Here's a totally useless response, because it doesn't even work!
But my reason for posting this is to try to get a clearer (for me) sense of the logic of what you're trying to do. I found your description of your desired process a little confusing. But anyway, here's some code that tries to achieve your intention that
for a given name, say, "a", I want to take the sum of sales of all other related names (by their ID) and divide by 1-t for the respective names.
library(dplyr)
df <- tibble(
name = letters[1:6],
id = rep(1:2, each = 3),
sales = c(100, 250, 300, 50, 600, 390),
t = c(0.1, 0.3, 0.4, 0.05, 0.15, 0.2),
n = rep(1:3, times = 2)
)
add_result <- function(df, name = name) {
id <- df %>%
dplyr::filter(name == name) %>%
pull(id)
filt <- df %>%
dplyr::filter(id == id)
t <- filt %>%
dplyr::filter(name == name) %>%
dplyr::pull(t) %>%
head(1) # or mean() ... ensure that t is a single value
sales_sum <- filt %>%
dplyr::filter(!name == name) %>%
dplyr::pull(sales) %>%
sum()
sales_sum / (1 - t)
}
df %>%
dplyr::mutate(result = add_result(df = df))
#> # A tibble: 6 x 6
#> name id sales t n result
#> <chr> <int> <dbl> <dbl> <int> <dbl>
#> 1 a 1 100 0.1 1 0
#> 2 b 1 250 0.3 2 0
#> 3 c 1 300 0.4 3 0
#> 4 d 2 50 0.05 1 0
#> 5 e 2 600 0.15 2 0
#> 6 f 2 390 0.2 3 0
Created on 2020-09-24 by the reprex package (v0.3.0)
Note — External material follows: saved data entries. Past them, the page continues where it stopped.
Issue #1762, opened 2024-06-19
Use attribute docstrings for options


jyu00:
**What is the expected feature or enhancement?**

Today most of the options dataclasses use the same Google style argument docstring as the rest of the modules. Unfortunately, the rendered API reference would list each field under both `Parameters` and `Attributes`, [for example](https://docs.quantum.ibm.com/api/qiskit-ibm-runtime/qiskit_ibm_runtime.options.EstimatorOptions):

<img width="787" alt="image" src="https://github.com/Qiskit/qiskit-ibm-runtime/assets/28284230/ba245969-526e-4581-a0c7-71558ec532de">

<img width="323" alt="image" src="https://github.com/Qiskit/qiskit-ibm-runtime/assets/28284230/2e5ec412-5dab-47f2-a391-48a44ac799b5">

<br></br>

The one exception is [SamplerExecutionOptions](https://github.com/Qiskit/qiskit-ibm-runtime/blob/3026f9f83b23993607a5aa66e481bbaafdfee521/qiskit_ibm_runtime/options/sampler_execution_options.py#L20), which only has attribute docstring. The generated doc therefore only shows the fields under `Attributes`:

<img width="638" alt="image" src="https://github.com/Qiskit/qiskit-ibm-runtime/assets/28284230/88493840-10c0-49c5-99a1-7f4021f19695">

<br></br>

I think this is a much nicer format, as you get both the description and type in one place. 

@Eric-Arellano please let us know if you have better ideas! 

**Acceptance criteria**

- Use attribute docstring instead of argument docstring for options classes. 

Also note that when I played with `SamplerExecutionOptions`, the text `Default: True` was not formatted correctly, so I don't know if there is special convention on specifying defaults.

jyu00:
Reopening since I noticed `ZneOptions` was not converted.

PR #1805, opened 2024-07-17
Adding NoiseLearner class and related functionality

SamFerracin:
### Summary
Adding `NoiseLearner` class, alongside the dedicated options and the result containers.

Missing integration tests, but tested locally on staging


docs/conf.py
```diff
@@ -16,39 +16,39 @@
 import re
 import sys
 
-sys.path.insert(0, os.path.abspath('.'))
```
ihincks, line 19: these appear to be only formatting issues. since this is a big feature we're introducing, could you please open a new PR for this file?

qiskit_ibm_runtime/noise_learner.py
```diff
@@ -0,0 +1,276 @@
...
+
+
+# pylint: disable=unused-import,cyclic-import
+from .session import Session
+from .batch import Batch
+
+logger = logging.getLogger(__name__)
+
+
+class NoiseLearner:
```
ihincks, line 47: I have reservations about how generic this name is, but unfortunately have nothing more constructive to say at this time. The concern is that we'll one day want a different thing to be learned, in which case we'll regret making this name not specific to Sparse Pauli learning.

qiskit_ibm_runtime/noise_learner.py
```diff
@@ -0,0 +1,276 @@
...
+
+            session: Session in which to call the primitive.
+
+                If both ``session`` and ``backend`` are specified, ``session`` takes precedence.
+                If neither is specified, and the primitive is created inside a
+                :class:`qiskit_ibm_runtime.Session` context manager, then the session is used.
+                Otherwise if IBM Cloud channel is used, a default backend is selected.
+
+            options: :class:`NoiseLearnerOptions`. Alternatively, :class:`EstimatorOptions` can be
+                provided, in which case the estimator options get reformatted into noise learner options
```
ihincks, line 126:
```suggestion
                provided for convenience, in which case the estimator options get reformatted into noise learner options
```

qiskit_ibm_runtime/noise_learner.py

OK that didn't work, but I'm not sure why. Now I looked more carefully at your intentions, and tweaked the function a bit:
library(dplyr)
df <- tibble(
name = letters[1:6],
id = rep(1:2, each = 3),
sales = c(100, 250, 300, 50, 600, 390),
t = c(0.1, 0.3, 0.4, 0.05, 0.15, 0.2),
n = rep(1:3, times = 2)
)
add_result <- function(df, name = name) {
id <- df %>%
dplyr::filter(name == name) %>%
dplyr::pull(id)
filt <- df %>%
dplyr::filter(id == id)
key_t <- filt %>%
dplyr::filter(name == name) %>%
dplyr::pull(t) %>%
head(1) # or mean() ... ensure that t is a single value
filt %>%
dplyr::filter(!name == name) %>%
dplyr::mutate(result = (sales/(1-t)) * (key_t-t)) %>%
dplyr::pull(result) %>%
sum()
}
df %>%
dplyr::mutate(result = add_result(df = df))
#> # A tibble: 6 x 6
#> name id sales t n result
#> <chr> <int> <dbl> <dbl> <int> <dbl>
#> 1 a 1 100 0.1 1 0
#> 2 b 1 250 0.3 2 0
#> 3 c 1 300 0.4 3 0
#> 4 d 2 50 0.05 1 0
#> 5 e 2 600 0.15 2 0
#> 6 f 2 390 0.2 3 0
Created on 2020-09-24 by the reprex package (v0.3.0)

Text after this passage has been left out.